I went with some that are 8 and some that are 12 bars. Haven't gotten any takers yet, but it has been a slow spring around here for swarms. I also have some conventional traps out as well. But I do have a TBH nuc (2 foot) setup as a bait hive as well, just in case!


----------



## BigDawg

Just curious, for comparison what is the volume of a standard 5 frame Lang nuc? That seems to be what most people are using for swarm traps...


----------



## PatBeek

I'm about to build a 20-inch long version of Phil Chandler's top bar design for a top bar bait hive. Of course there will be some alterations to the normal roof design, but that's basically what I have in mind. I've already built a full-size version of Chandler's hive.


----------



## Oldtimer

Internal volume of a 5 frame nuc would be (metric) height 24.4 x's length 46.5 x's width, say 20.0, ='s 22.7 litres.

However I don't find a nuc big enough for most swarms. A deep single can take the great majority of them.


----------



## rhaldridge

My first TBH swarm trap was based on the idea of a Tanzanian type hive (straight sides) with medium depth, and 40 liters of volume. This produced a box that was much wider than it was deep, which struck me as impractical unless you were hanging it against a flat surface, side the side of a building.

But thereafter I became smitten with long hives using deep Langstroth frames. I made a bunch of plywood nuc boxes to the design of D. Coates, but these were only about 20 liters in volume. So I put two together, stacked on top, and fastened them together with drywall screws, using the leftover top and bottom screwed to the sides of both. This way, they can be converted back to nuc boxes by pulling 4 screws, and they have the volume stated by Seeley.

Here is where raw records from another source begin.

PR #55, opened 2016-07-03
Make PKey.read raise PKey::PKeyError rather than ArgumentError

rhenium:
PKey.read is a generic method to load an arbitrary PKey structure from a
PEM or DER encoded String. Each PKey classes's constructor also can load
from a String, but the behavior on error is different. While they raises
its own exception (are subclasses of PKey::PKeyError), PKey.read raises
ArguementError.

https://bugs.ruby-lang.org/issues/11774

### DIFF
--- a/NEWS
+++ b/NEWS
@@ -35,6 +35,10 @@ Backward compatibility notes
 * RC4 cipher suites are removed from OpenSSL::SSL::SSLContext::DEFAULT_PARAMS.
   RC4 is now considered to be weak. [GH ruby/openssl#50]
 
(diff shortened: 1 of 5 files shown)


hsbt:
It seems good improvement 👍 

but it breaks backword compatibility. we need to add this change to `NEWS` file when we will merge into ruby core.

rhenium:
Thanks!

I drafted NEWS for this repository (#59). I'm thinking about picking 'Backward compatibility notes' section to ruby tree's, when releasing the openssl gem.

PR #57, opened 2016-07-03
Improve 'Loading a key' section of the documentation

rhenium:
Show the return values of both PKey::RSA#public? and #private? for each
two .pem files. The current example is not technically incorrect, but
very confusing.

This is based on the reports by Rob Nichols and Brett Goulder.
[Bug #10115] [GH ruby/openssl#52]


hsbt:
👍

Issue #8, opened 2015-03-24
Hostname verification should be required by default when OpenSSL::SSL::VERIFY_PEER is configured


tarcieri:
Even if OpenSSL::SSL::VERIFY_PEER is configured, I/O is allowed with a remote server before the subject has been verified. VERIFY_PEER only checks the cert chain is rooted in the local truststore. It does not check if the subject is valid in and of itself.

My understanding is the `ssl_socket.post_connection_check(hostname)` method *must* be called to ensure the subject is correctly verified. However, communication is allowed to remote services without verifying the subject.

I would suggest throwing an exception if VERIFY_PEER is configured and I/O is attempted without first calling `post_connection_check`

It would also be nice if this all happened automatically simply by passing `hostname` into OpenSSL::SSL::SSLSocket (which AFAICT only affects SNI presently, and not subject verification)

tarcieri:
One way to solve this without breaking backwards compatibility is to add a new type of verification mode, e.g. `OpenSSL::SSL::VERIFY_HOST`. Ideally I think if this mode were used, it would require the hostname be passed in when OpenSSL::SSL::SSLSocket is created, and then always call `post_connection_check` for you.

zzak:
Personally.. I would expect any "HOST" a "PEER".. but that's just me.

If we introduce `VERIFY_HOST` now, it shouldn't break any backwards compatibility.

zzak:
Also, I'm wondering what other "bugs" we can shoe horn under `VERIFY_HOST` :trollface:

zzak:
I believe this is fixed in ruby/ruby@61a3fff66141ffc0b6e384729456c6ca87f61776 which made it's way here soon after.

Can you please verify (no pun intended)? /cc @rhenium

rhenium:
It only converted SSLSocket#initialize to C and doesn't fix this.

I'm afraid adding a new verify mode confuses people because the existing modes are directly mapped to OpenSSL's SSL_* constants.

How about adding SSLContext#verify_hostname=(true|false)? This injects OpenSSL::SSL.verify_certificate_identity into verify_callback so that the handshake fails.
https://github.com/ruby/openssl/compare/master...rhenium:topic/verify-hostname-on-connect2?w=1

tarcieri:
@rhenium yeah agreed re:

```
I'm afraid adding a new verify mode confuses people because the existing modes are directly mapped to OpenSSL's SSL_* constants.
```

[...]

PR #60, opened 2016-07-10
ssl: add verify_hostname option to SSLContext

rhenium:
If a client sets this to true and enables SNI with SSLSocket#hostname=,
the hostname verification on the server certificate is performed
automatically during the handshake using
OpenSSL::SSL.verify_certificate_identity().

Currently an user who wants to do the hostname verification needs to
call SSLSocket#post_connection_check explicitly after the TLS connection
is established.

This commit also enables the option in SSLContext::DEFAULT_PARAMS.
Applications using SSLContext#set_params may be affected by this.

[GH ruby/openssl#8]

### DIFF
--- a/NEWS
+++ b/NEWS
@@ -39,6 +39,11 @@ Backward compatibility notes
   for consistency with OpenSSL::PKey::{DH,DSA,RSA,EC}#new.
   [Bug #11774] [GH ruby/openssl#55]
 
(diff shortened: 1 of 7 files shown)


tarcieri:
Just wanted to say thanks for doing this and that it addresses my concerns in #8, which I think can be closed when this is merged.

I wonder if a similar thing can be done with the Kenyan TBH, by screwing two nuc-sized boxes together to get the volume.


----------



## Oldtimer

Sounds like a plan.


----------



## PatBeek

.

Here's one of my prototype top-bar bait hives.

It's basically just a miniature of Phil Chandler's top bar design.

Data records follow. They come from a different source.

Issue #61, opened 2016-07-10
Gem ship.


hsbt:
I found some blocker for `openssl` gem release. 

 * [x] namespace of `openssl`. https://rubygems.org/gems/openssl
 * [x] Version number
 * [x] removed `openssl` from rubygems blacklist . https://github.com/hsbt/rubygems.org/blob/master/lib/patterns.rb

@rhenium @zzak If you have some blocker, Please note this issue. I will try to solve it.

hsbt:
I send transfer offer to `openssl` owner.

rhenium:
I contacted the current owner at https://github.com/mbailey/openssl/issues/1 and @mbailey agreed with releasing the gem namespace.

hsbt:
oops. Should I continue to transfer negotiation instead of you?

And I sometimes request to remove stdlib protection to rubygems admins. see. https://github.com/rubygems/rubygems.org/pull/1273

hsbt:
commented https://github.com/mbailey/openssl/issues/1#issuecomment-231582838

hsbt:
note: https://github.com/rubygems/rubygems/issues/1663

zzak:
I guess we still need to decide a version number?

hsbt:
@rhenium I'm promoted openssl owner by rubygems admins. Can you give your mail address on rubygems?

rhenium:
@hsbt Thank you always! My email is k(at)rhe.jp.

hsbt:
@rhenium I added owner grant to you. If you are ready to ship openssl gem, I'm going to request to remove openssl from rubygems blacklist.

rhenium:
@hsbt Thanks!

It looks like openssl is already excluded from the list, at least in the source repository. https://github.com/rubygems/rubygems.org/commit/6e74bd9bf5c54346b5485ec3f3c3620fb83272d8

I think we can release now if only we decide the version number.

zzak:
@hsbt @rhenium お疲れさまです! I will review #59 and commit my changes to the documentation.

Regarding the `NEWS`, as of 1b8bcdb1dc06626a285859570a1e67037df47d8e the organization is:

* Compatibility
* Updates since 2.3 (in order of class)

However, there is some duplication between the updates and compatibility list.

I will review this too, but first I think we could split it up similar to [Rails release notes](http://guides.rubyonrails.org/5_0_release_notes.html) as such:

* Compatibility notes (with regards to OpenSSL versions)
[...]

PR #65, opened 2016-08-09
Reorganize NEWS as per the following comments:

zzak:
https://github.com/ruby/openssl/issues/61#issuecomment-235927926

/cc #61


rhenium:
Looks much nicer!

PR #67, opened 2016-08-16
Readme contrib docs

zzak:
I also think we should possibly document the `ruby-openssl-docker` project for those interested in building and testing, or contributing, to the development of OpenSSL!


rhenium:
Thank you!

Describing how to test with Docker(-compose) sounds like a good idea. Normally people have only one OpenSSL installation but Travis CI takes too much time. Should I add, or could you?

zzak:
@rhenium If you have time to write it, I can review!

I'd love to build them a tad smaller/lighter, but I have a feeling that would greatly lessen my chances of capturing a swarm. I already have a plan to place the steel rings that screw-in at each corner and then string through nylon rope for hoisting. I have a pulley also.

I also plan on staple-gunning some banner material over the roof and partway down the sides for added protection from weather.


----------



## Colleen O.

Nice looking trap PatBeek. I like the size. I made two, one 8 bar and the other 10 but no takers yet. I gave up on the 8 bar and put a split in it. Seems a bit small now that it has 5 bars of comb and a few shakes of bees. Your 15 bar is probably a better size.


----------



## PatBeek

Colleen O. said:


> Nice looking trap PatBeek. I like the size. I made two, one 8 bar and the other 10 but no takers yet. I gave up on the 8 bar and put a split in it. Seems a bit small now that it has 5 bars of comb and a few shakes of bees. Your 15 bar is probably a better size.


Thanks, Colleen O.

Can you send me a split?


----------



## Colleen O.

This is my first so I don't know yet how successful it will be. Do you have any bees yet or are you waiting on the luck of the swarm?


----------



## BigDawg

I like it! I just built my first one yesterday--I made it 10 bars. Seeing as it hasn't caught a swarm yet, it's a total failure....... 

I was curious about the entrance to your trap--it looks like an 1 1/2 hole with screws in it? Won't it be hard to seal the entrance with a cork for transport? Maybe I'm missing something?


----------



## shannonswyatt

You may want to consider side entrances. They naturally keep the rain out.


----------



## PatBeek

BigDawg said:


> I like it! I just built my first one yesterday--I made it 10 bars. Seeing as it hasn't caught a swarm yet, it's a total failure.......


Thanks.....and good luck 



BigDawg said:


> I was curious about the entrance to your trap--it looks like an 1 1/2 hole with screws in it? Won't it be hard to seal the entrance with a cork for transport? Maybe I'm missing something?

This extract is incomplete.